## The task
The records below must be reproduced in full and without error.

## Raw data
PR #495, opened 2024-12-07
Introduce pluggable backend cache for the HTTP layer.

### LINKED ISSUE #478: Mint: allow caching with external Redis service

crodas:
### Description

Fixes #478.
-----

### Notes to the reviewers

-----

#### ADDED

Add support for custom storages for the HTTP cache layer.

#### FIXED

----

### Checklist

### DIFF
--- a/crates/cdk-axum/src/cache/backend/redis.rs
+++ b/crates/cdk-axum/src/cache/backend/redis.rs
@@ -51,8 +51,8 @@ impl HttpCacheStorage for HttpCacheRedis {
     }
 
     async fn get(&self, key: &HttpCacheKey) -> Option<Vec<u8>> {
-        let mut con = match self.client.get_multiplexed_tokio_connection().await {
-            Ok(con) => con,
+        let mut conn = match self.client.get_multiplexed_tokio_connection().await {
+            Ok(conn) => conn,
             Err(err) => {
                 tracing::error!("Failed to get redis connection: {:?}", err);
                 return None;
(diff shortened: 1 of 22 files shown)


thesimplekid (changes requested):
I think we just need to add docs for how to run redis or at least note it must be run externally and link to something. Maybe add it to docker compose?

Other then that LGTM

crates/cdk-axum/src/cache/mod.rs
```diff
@@ -0,0 +1,177 @@
...
+        Some(HttpCacheKey(second_hash.into()))
+    }
+
+    /// Get a value from the cache.
+    pub async fn get<V: DeserializeOwned>(self: &Arc<Self>, key: &HttpCacheKey) -> Option<V> {
+        self.storage
+            .get(key)
+            .await
+            .map(|value| serde_json::from_slice(&value).unwrap())
+    }
```
thesimplekid, line 170: This is causing a runtime panic when run with redis. 

I added a redis container to the docker compose and the ability to read the redis config from env vars. However I'm getting a runtime panic when using redis

image

thesimplekid (changes requested):
I added a redis container to the docker-compose and the ability to read the cache config from env vars. But @crodas  can you take a look at what is causing the panic I noted.

crates/cdk-mintd/src/config.rs
```diff
@@ -210,7 +211,7 @@ pub struct MintInfo {
 
 impl Settings {
     #[must_use]
-    pub fn new(config_file_name: &Option<PathBuf>) -> Self {
+    pub fn new<P: Into<PathBuf>>(config_file_name: Option<P>) -> Self {
```
thesimplekid, line 214: NIT code style should use where https://github.com/cashubtc/cdk/blob/main/CODE_STYLE.md#generics.

This applies in a few places but ill just comment here. Won't block merging for it

crates/cdk-axum/src/cache/backend/redis.rs
```diff
@@ -0,0 +1,90 @@
...
+        let mut db_key = self.prefix.clone().unwrap_or_default();
+        db_key.extend(&**key);
+
+        con.get(db_key)
+            .await
+            .map_err(|err| {
+                tracing::error!("Failed to get value from redis: {:?}", err);
+                err
+            })
+            .ok()
```
thesimplekid, line 71: It seems redis returns an empty vec if there is no value for a key. This is cause the deserlization error we've talked about offline. If we just check if the vec is empty here and return None if it is I believe this PR is good to merge.

thesimplekid (changes requested):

## Task response
PR #495, opened 2024-12-07
Introduce pluggable backend cache for the HTTP layer.

### LINKED ISSUE #478: Mint: allow caching with external Redis service

crodas:
### Description

Fixes #478.
-----

### Notes to the reviewers

-----

#### ADDED

Add support for custom storages for the HTTP cache layer.

#### FIXED

----

### Checklist

### DIFF
--- a/crates/cdk-axum/src/cache/backend/redis.rs
+++ b/crates/cdk-axum/src/cache/backend/redis.rs
@@ -51,8 +51,8 @@ impl HttpCacheStorage for HttpCacheRedis {
     }
 
     async fn get(&self, key: &HttpCacheKey) -> Option<Vec<u8>> {
-        let mut con = match self.client.get_multiplexed_tokio_connection().await {
-            Ok(con) => con,
+        let mut conn = match self.client.get_multiplexed_tokio_connection().await {
+            Ok(conn) => conn,
             Err(err) => {
                 tracing::error!("Failed to get redis connection: {:?}", err);
                 return None;
(diff shortened: 1 of 22 files shown)


thesimplekid (changes requested):
I think we just need to add docs for how to run redis or at least note it must be run externally and link to something. Maybe add it to docker compose?

Other then that LGTM

crates/cdk-axum/src/cache/mod.rs
```diff
@@ -0,0 +1,177 @@
...
+        Some(HttpCacheKey(second_hash.into()))
+    }
+
+    /// Get a value from the cache.
+    pub async fn get<V: DeserializeOwned>(self: &Arc<Self>, key: &HttpCacheKey) -> Option<V> {
+        self.storage
+            .get(key)
+            .await
+            .map(|value| serde_json::from_slice(&value).unwrap())
+    }
```
thesimplekid, line 170: This is causing a runtime panic when run with redis. 

I added a redis container to the docker compose and the ability to read the redis config from env vars. However I'm getting a runtime panic when using redis

image

thesimplekid (changes requested):
I added a redis container to the docker-compose and the ability to read the cache config from env vars. But @crodas  can you take a look at what is causing the panic I noted.

crates/cdk-mintd/src/config.rs
```diff
@@ -210,7 +211,7 @@ pub struct MintInfo {
 
 impl Settings {
     #[must_use]
-    pub fn new(config_file_name: &Option<PathBuf>) -> Self {
+    pub fn new<P: Into<PathBuf>>(config_file_name: Option<P>) -> Self {
```
thesimplekid, line 214: NIT code style should use where https://github.com/cashubtc/cdk/blob/main/CODE_STYLE.md#generics.

This applies in a few places but ill just comment here. Won't block merging for it

crates/cdk-axum/src/cache/backend/redis.rs
```diff
@@ -0,0 +1,90 @@
...
+        let mut db_key = self.prefix.clone().unwrap_or_default();
+        db_key.extend(&**key);
+
+        con.get(db_key)
+            .await
+            .map_err(|err| {
+                tracing::error!("Failed to get value from redis: {:?}", err);
+                err
+            })
+            .ok()
```
thesimplekid, line 71: It seems redis returns an empty vec if there is no value for a key. This is cause the deserlization error we've talked about offline. If we just check if the vec is empty here and return None if it is I believe this PR is good to merge.

thesimplekid (changes requested):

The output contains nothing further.